# Popcorn in pigeon feed



## poehlno (Jul 5, 2011)

Does anyone know about popcorn in pigeon feed. Is there a difference between popcorn and feed corn. Was thinking about adding some popcorn to pigeon feed without court.
Thank you
Norm


----------



## NZ Pigeon (Nov 12, 2011)

I like popcorn, so do my birds...it is smaller and easier for them to eat.


----------



## Alamo (Nov 22, 2008)

Popcorn is great...The babies learn to eat it fast,and they don`t choke on it,like the very large corn in most feeds....I only feed my birds popcorn in their mix....I never feed large corn,or even small yellow corn etc.....Alamo


----------



## Crazy Pete (Nov 13, 2008)

If you go to Frank McLaughlin's web site he says not to use pop corn cause it takes to much water to break down and its harder on there system to absorb it. So I don't use it during the race season, but as long as you have grit and plenty of water, it hasn't killed any of my birds yet.
Dave


----------



## spirit wings (Mar 29, 2008)

Crazy Pete said:


> If you go to Frank McLaughlin's web site he says not to use pop corn cause it takes to much water to break down and its harder on there system to absorb it. So I don't use it during the race season, but as long as you have grit and plenty of water, it hasn't killed any of my birds yet.
> Dave


That makes sense, it is harder than the small yellow corn.. mine seem to eat it more readily also though. I do think I read someplace that the popcorn is not as nutrtious, but I think it is not that much to worry about.


----------



## MaryOfExeter (Sep 30, 2007)

Popcorn has a little bit less protien and fat. When I get pigeon mixes I prefer the kind with popcorn in it than dent corn. I have more than just homing pigeons so it doesn't get wasted as much as bigger kernels.


----------



## Libis (Oct 8, 2010)

I've heard that popcorn is less likely to cause scratches on the birds' throats than cracked corn or larger bits of corn. Either way my ringnecks can only fit popcorn in their mouths and not much bigger. They sure like it in the winter.


----------



## mncanary (Jul 15, 2011)

Popcorn has no Vitamin A. Yellow corn does have Vitamin A. Pigeons on a grain diet get a lot of their Vitamin A from yellow corn.

Dave


----------



## Alamo (Nov 22, 2008)

Popcorn IS CORN folks....It is the kernals on the pointy end of a KOB of CORN....How in the world can the rest of the cob`s kernals have vitamin A,and not the small kernals called POPCORN ????????? I started using POPCORN only,when I seen a video of one of the best European YB flyers,and OB`s also,who fed his birds ONLY POPCORN in his mix....I have birds that have scored in 500 & 600 mile races,that were flying with POPCORN in their crops....52nd place out of 1205 Birds from 5 states on POPCORN...Stop telling NEW pigeon people that POPCORN is no good...You are giving false information.....Alamo


----------



## Crazy Pete (Nov 13, 2008)

Pop corn is not just the little kernel on the end of the cob, try growing pop corn it is the whole cob.

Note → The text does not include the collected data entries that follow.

PR #1497, opened 2026-09-10
fix(review): stabilize JJ line-of-work bases

graemefolk:
## Summary

- resolve automatic JJ line-of-work bases to immutable full commit IDs
- report ambiguous or unavailable fork points instead of choosing by timestamp or silently using trunk
- fall back honestly to Current change while preserving the requested Line of work preference
- expose detected fork points for explicit selection and keep Bun/Pi behavior aligned

## Why

A moving remote bookmark or ambiguous fork-point revset could make a JJ review include unrelated changes or label a Current-change diff as Line of work. Freezing the automatic base and representing resolution failure explicitly keeps every diff, snapshot, fingerprint, and file lookup on the same revision.

## Validation

- `bun test packages/shared/jj-core.test.ts packages/shared/vcs-core.test.ts packages/server/jj.test.ts packages/server/vcs.test.ts`
- `bun test apps/pi-extension/server.test.ts`

### DIFF
--- a/apps/pi-extension/server.test.ts
+++ b/apps/pi-extension/server.test.ts
@@ -1786,11 +1786,30 @@ describe("pi review server", () => {
       expect(last.diffType).toBe("jj-last");
       expect(last.rawPatch).toContain("last.txt");
 
+      const automaticLineResponse = await fetch(`${server.url}/api/diff/switch`, {
+        method: "POST",
+        headers: { "Content-Type": "application/json" },
+        body: JSON.stringify({ diffType: "jj-line" }),
+      });
+      expect(automaticLineResponse.status).toBe(200);
+      const automaticLine = await automaticLineResponse.json() as {
+        diffType: string;
+        gitContext?: { diffFallback?: { requestedDiffType: string; effectiveDiffType: string } };
+      };
+      expect(automaticLine.diffType).toBe("jj-current");
+      expect(automaticLine.gitContext?.diffFallback).toEqual({
+        requestedDiffType: "jj-line",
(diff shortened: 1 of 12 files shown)


backnotprop:
Reviewed in depth, including empirically: we rebuilt your criss-cross and moving-bookmark scenarios against real jj 0.41 repos and confirmed both bugs and both halves of the fix - `exactly()` surfacing the ambiguity the old `latest()` timestamp tie-break silently swallowed, and the frozen commit id keeping the diff stable when a bookmark moves. The fallback-to-jj-current banner flow verified end-to-end on both server runtimes, and revert-verification confirmed the regression tests genuinely guard the fix. Quality work.

Since maintainer edits are enabled, we pushed one commit (6eccc2d5) with small review follow-ups rather than round-tripping comments:
- Scoped the switch handler's session-context adoption to gitbutler + jj. Your version adopted the recomputed context for every provider, which changed reload semantics for plain-git sessions (a worktree switch would repoint the WorktreePicker's launch-cwd row and the feedback branch label on the next reload). The recomputed context still rides the switch response transiently, as before.
- Truncated frozen 40-hex ids in the jj-line header label to the 12-char short form.
- Comment-marked the two deliberate test pins per the repo's testing rules.

Two observations left as-is, flagged for transparency: `jjLineBase` on GitContext currently has no reader (fine as future picker surface), and a jj too old for `fork_point` now gets an honest jj-current fallback where it previously got jj-line vs trunk() - we think honest is right. Merging once CI is green on the updated head.

PR #1498, opened 2026-09-10
feat(review): add provider-aware review defaults

graemefolk:
## Summary

- replace the Git-named settings tab with a provider-aware Review tab
- let registered VCS providers describe their own default review modes
- persist defaults under provider namespaces while retaining legacy Git behavior
- add JJ defaults without inventing Git-only staging, status, or remote-branch semantics
- keep explicit `--base` and `--diff-type` session overrides authoritative across Bun, OpenCode, and Pi

## Why

Review-wide settings and Git-only behavior were coupled in one global configuration. Provider-owned descriptors keep the UI small and generic while allowing Git and JJ to expose only the modes they actually support.

## Validation

- `bun test packages/shared/config.test.ts packages/shared/vcs-core.test.ts packages/shared/review-open-state.test.ts packages/shared/review-args.test.ts packages/server/vcs.test.ts packages/ui/config/reviewPanelViewLastUsed.test.ts`
- `bun test apps/pi-extension/review-args-parity.test.ts apps/pi-extension/server.test.ts`
- `bun run build:hook`

### DIFF
--- a/apps/hook/server/index.ts
+++ b/apps/hook/server/index.ts
@@ -1096,13 +1096,13 @@ if (args[0] === "sessions") {
         isPRMode: false,
         isWorkspace: false,
         providerId,
-        resolvedDefaultDiffType: resolveDefaultDiffType(config),
+        resolvedDefaultDiffType: resolveDefaultDiffType(config, providerId),
       });
       const diffResult = await prepareLocalReviewDiff({
         vcsType: reviewArgs.vcsType,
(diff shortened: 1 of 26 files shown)


graemefolk:
Closing in favor of an upcoming stacked pair. The VCS abstraction boundary could use some refactoring to make this cleaner, and then the JJ review-defaults feature on top.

And no this is not false info.
Dave


----------



## NZ Pigeon (Nov 12, 2011)

Yeah popcorn is definetly different to other varieties of corn.


----------



## Libis (Oct 8, 2010)

Crazy Pete said:


> Pop corn is not just the little kernel on the end of the cob, try growing pop corn it is the whole cob. And no this is not false info.
> Dave


Yeah, you can even buy whole cobs of popcorn marketed for parrot treats at the pet store.


----------



## billgarb (Aug 26, 2011)

I have fed mixed grain with popcorn for years with no problem to my rollers. They cannot swallow larger kernels of field corn. They do well and gobble it down quickly. Corn is corn, big or small, like chicken is chicken, bantam or full size. Feed a good variety of grain/seeds to your pigeons.


----------



## Alamo (Nov 22, 2008)

I apoligise.....Being from NYC originally,I have never seen a Popcorn field,or a cob of Popcorn...I always assumed it came from the very small kernals of a cob of Corn....Never the less,I beleive ALL major feed brands carry Popcorn mixes,for RACING PIGEONS.....They say you should feed extra CORN for the longer races...I do...I feed extra Popcorn....I had #7833 DCWFC score 52nd @ 500 miles,and 136th @ 600 miles 2 weeks later....Flying against 1200 to 1400 birds on Popcorn....Alamo


----------



## Libis (Oct 8, 2010)

Alamo said:


> I apoligise.....Being from NYC originally,I have never seen a Popcorn field,or a cob of Popcorn...I always assumed it came from the very small kernals of a cob of Corn....Never the less,I beleive ALL major feed brands carry Popcorn mixes,for RACING PIGEONS.....They say you should feed extra CORN for the longer races...I do...I feed extra Popcorn....I had #7833 DCWFC score 52nd @ 500 miles,and 136th @ 600 miles 2 weeks later....Flying against 1200 to 1400 birds on Popcorn....Alamo


Yeah, it's actually kind of fun to watch it pop on the cob lol


----------



## drifter (Oct 7, 2009)

Popcorn is great for pigeons as long as you don't pop it.


----------



## rollerdoneks (Jan 20, 2012)

*popcorn vs. Field or whole corn*

Get it out of your head. Small Morning Doves in the wild have no problem with eating Whole Corn etc.
If the pigeons are only fed once of twice a day and are only given enough feed that makes them eat it all up fast. For sure the ones that "eat the fastest get the mostest" and that is the Big Choking Whole Corn that they will greedily eat first. Think about it!
Most USA Whole Field Corn (I Think over 80%) is the GMO variety. There are many problems related to this. (Planned Infertility) Same goes for Soy Beans.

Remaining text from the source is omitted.